### Your goal
Nothing in the records may change when you print them out again.

━━ Records shown ━━

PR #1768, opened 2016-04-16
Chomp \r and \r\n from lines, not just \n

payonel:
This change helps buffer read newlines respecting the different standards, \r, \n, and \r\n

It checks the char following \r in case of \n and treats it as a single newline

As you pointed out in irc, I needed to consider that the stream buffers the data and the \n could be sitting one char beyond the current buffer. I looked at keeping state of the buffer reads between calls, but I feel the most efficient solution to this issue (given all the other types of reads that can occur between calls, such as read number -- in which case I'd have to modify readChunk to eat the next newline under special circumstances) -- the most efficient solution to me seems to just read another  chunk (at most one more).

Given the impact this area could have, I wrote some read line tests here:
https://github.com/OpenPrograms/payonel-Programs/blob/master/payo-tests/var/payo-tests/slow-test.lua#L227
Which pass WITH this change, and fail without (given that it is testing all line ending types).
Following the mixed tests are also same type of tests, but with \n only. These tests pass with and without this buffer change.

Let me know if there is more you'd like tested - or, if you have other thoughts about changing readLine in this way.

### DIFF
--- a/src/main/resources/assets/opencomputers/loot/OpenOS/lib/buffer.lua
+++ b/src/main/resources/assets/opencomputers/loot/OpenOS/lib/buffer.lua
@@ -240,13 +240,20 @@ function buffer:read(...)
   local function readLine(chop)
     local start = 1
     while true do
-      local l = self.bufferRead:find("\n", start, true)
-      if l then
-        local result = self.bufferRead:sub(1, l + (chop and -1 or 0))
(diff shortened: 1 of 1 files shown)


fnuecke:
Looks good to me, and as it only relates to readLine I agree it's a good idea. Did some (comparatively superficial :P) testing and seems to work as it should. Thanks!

━━━

### Result of the exercise
PR #1768, opened 2016-04-16
Chomp \r and \r\n from lines, not just \n

payonel:
This change helps buffer read newlines respecting the different standards, \r, \n, and \r\n

It checks the char following \r in case of \n and treats it as a single newline

As you pointed out in irc, I needed to consider that the stream buffers the data and the \n could be sitting one char beyond the current buffer. I looked at keeping state of the buffer reads between calls, but I feel the most efficient solution to this issue (given all the other types of reads that can occur between calls, such as read number -- in which case I'd have to modify readChunk to eat the next newline under special circumstances) -- the most efficient solution to me seems to just read another  chunk (at most one more).

Given the impact this area could have, I wrote some read line tests here:
https://github.com/OpenPrograms/payonel-Programs/blob/master/payo-tests/var/payo-tests/slow-test.lua#L227
Which pass WITH this change, and fail without (given that it is testing all line ending types).
Following the mixed tests are also same type of tests, but with \n only. These tests pass with and without this buffer change.

Let me know if there is more you'd like tested - or, if you have other thoughts about changing readLine in this way.

### DIFF
--- a/src/main/resources/assets/opencomputers/loot/OpenOS/lib/buffer.lua
+++ b/src/main/resources/assets/opencomputers/loot/OpenOS/lib/buffer.lua
@@ -240,13 +240,20 @@ function buffer:read(...)
   local function readLine(chop)
     local start = 1
     while true do
-      local l = self.bufferRead:find("\n", start, true)
-      if l then
-        local result = self.bufferRead:sub(1, l + (chop and -1 or 0))
(diff shortened: 1 of 1 files shown)


fnuecke:
Looks good to me, and as it only relates to readLine I agree it's a good idea. Did some (comparatively superficial :P) testing and seems to work as it should. Thanks!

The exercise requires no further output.